When I do the following
checkpoint_exists = False
wandb.init(project="somename",
config=opt,
resume="allow" if checkpoint_exists else None, id="someid"
)
and the run with id “someid” already exists, then it just keeps adding new data to the existing data rather than discarding the existing data, which contradicts the documentation for resume=None
(init | Weights & Biases Documentation).
I would like this functionality to continue training for more epochs, logging to the same run id if the run is continued, otherwise start over.
Hello @mordigm !
Looking at our docs resume='allow'
will do the following:
“allow”: if id is set with init(id=“UNIQUE_ID”) or WANDB_RUN_ID=“UNIQUE_ID” and it is identical to a
previous run, wandb will automatically resume the run with that id. Otherwise, wandb will start a new run.

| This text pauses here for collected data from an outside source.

PR #566, opened 2015-05-03
Be more clear about enum variants name

mdinger:
This is another take on https://github.com/rust-lang/rust-by-example/pull/565.

@jyrkiput This should be more proper than the previous change but is it actually clearer to you?

@steveklabnik Don't merge immediately. I'm hoping he replies and I'm curious if he will think it's clearer. I didn't actually need to list all the color spaces but I figured I might as well use the main ones I found on wikipedia.

### DIFF
--- a/examples/flow_control/match/destructuring/destructure_enum/enum.rs
+++ b/examples/flow_control/match/destructuring/destructure_enum/enum.rs
@@ -8,8 +8,12 @@ enum Color {
     Red,
     Blue,
     Green,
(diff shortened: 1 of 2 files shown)


jyrkiput:
@mdinger Yep, this makes things pretty obvious.

mdinger:
Excellent. Thanks for confirming and pointing out how this example was slightly vague.

steveklabnik:
:confetti_ball:

PR #567, opened 2015-05-03
Fix broken links

mdinger:


mdinger:
I'm gonna pull these into my other PR because they collide somewhat

PR #570, opened 2015-05-06
Fix warning soft_link warning. Remove unnecessary Paths

mdinger:
* Fixes the `soft_link()` warning.
* Replaces most `Path`s with slices because they're unnecessary.

The windows one doesn't seem to exist so I just dropped it after applying a `cfg!`.


mdinger:
Updated. This should work and is really minor.

steveklabnik:
Thanks!

PR #572, opened 2015-05-14
Expand generics to cover more topics

mdinger:
From the first commit:

Expand generics to include sections on:

* generic functions
* generic traits
* expressing bounds
  - testcase covering empty bounds
* expressing multiple bounds
* explain where clauses
* explaining associated types
  - how to constrain associated types
  - added a testcase implementing an `Add` trait

Most of the other changes were to try to make the sections go together. I've think most things are in place. I'll probably look it over some more but I'd be happy to merge.


mdinger:
Ug. Forgot to run `test`. Fixed now and updated.

mdinger:
Added Associated items in a separate commit. I could squash again but I don't really see any need to.

steveklabnik:
@mdinger sorry about the delay. I'm going to review this tonight / tomorrow, I took the weekend off, and am just catching up :heart:

mdinger:
It's fine. Just so long as I have an approximate ETA I'm happy. A couple days is fine. It's kinda big anyway.

mdinger:
@steveklabnik What's the ETA on the review? I'm just looking for an estimate.

steveklabnik:
literally just opened this PR up to look :)

examples/generics/assoc_items/constrain/constrain.rs
```diff
@@ -0,0 +1,37 @@
...
+    type A = T;
+
+    // Clone to prevent move.
+    fn inner(&self) -> Self::A { self.0.clone() }
+}
+
+// Bounds on associated types.
+fn printer<C>(c: C) where
+    C: Contains,
+    C::A: Display {
```
steveklabnik: This isn't something to be fixed, but many people are including the `{` on the next line in this kind of situation. It's not clear how the style will work out, just a thought for the future :)

examples/generics/assoc_items/constrain/input.md
```diff
@@ -0,0 +1,30 @@
...
+    type A;
+    ...
+}
+
+// Bounds are applied through the container: `C::A: Trait`.
+fn apply_bounds<C>(c: C) where
+    C: Contains,
+    C::A: Display { ... }
+
+// Caveat: This hasn't been implemented yet and doesn't work.
```
steveklabnik: Why include something if it doesn't work yet?

examples/generics/assoc_items/types/types.rs
```diff
@@ -0,0 +1,50 @@
+struct Container(i32, i32);
+
+// A trait which will check to see if 2 items are stored inside of container.
```
steveklabnik: numbers less than ten should be spelled out

examples/generics/gen_fn/fn.rs
```diff
@@ -0,0 +1,34 @@
+struct T;          // Concrete type.
```
steveklabnik: I guess I see what you're doing here, but `T` as both a generic type parameter and a concrete type is confusing!

steveklabnik:
Thanks so much @mdinger ! Just a few nits

examples/generics/assoc_items/constrain/input.md
mdinger: Because the shorthand doesn't make any sense in terms of something people already understand. It's a shorthand for something else which happens too look like defaults applied to some type of generics.
```rust
fn apply_eq_shorthand<C>(c: C) where
    C: Contains<A = i32> { ... }
```

Explain the full form, then the shorthand for it and people can translate. The fact that the full syntax doesn't work seems just incidental and a bug (a weird one at that).

examples/generics/gen_fn/fn.rs
mdinger: Generics *are* confusing *and* [under explained](http://stackoverflow.com/questions/30399953/what-is-the-proper-way-to-create-a-new-generic-struct). There's no getting around it. The places `<T>` goes in generics are not explained well and when questions come up like why 2 `T`s in `impl<T> Foo<T> {}` then this is the example. The reason is because there could be some other `T` beforehand.

I sympathize though and wish there was a way to make it nicer.

mdinger:
Fixed the number. I don't see the others as requiring change so I just replied explaining the reasoning.

mdinger:
Thanks for reviewing. I think this updated generics section should be much more helpful than it was before and is sufficiently different from the book to complement it.

mdinger:
:fireworks: :sparkles: (I think that's my first ever emoticon)

Now the only really major things lacking are closures and lifetimes I think. I'm not sure which I'll try to tackle next but I'm not looking forward to lifetimes...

I believe I am a bit confused about the issue you are facing as it seems that you are describing the behavior of resume='allow'
. Since someid
exists, it will continue the run and add more data to the run. If the runid did not exist yet, then it will make a new run.
Is this not what you are seeing?
Hi Maximilian, since we have not heard back from you we are going to close this request. If you would like to re-open the conversation, please let us know!
checkpoint_exists
is False in this case, so resume=None
. As I mentioned, resume=None
does not have the desired effect that is stated in the docs.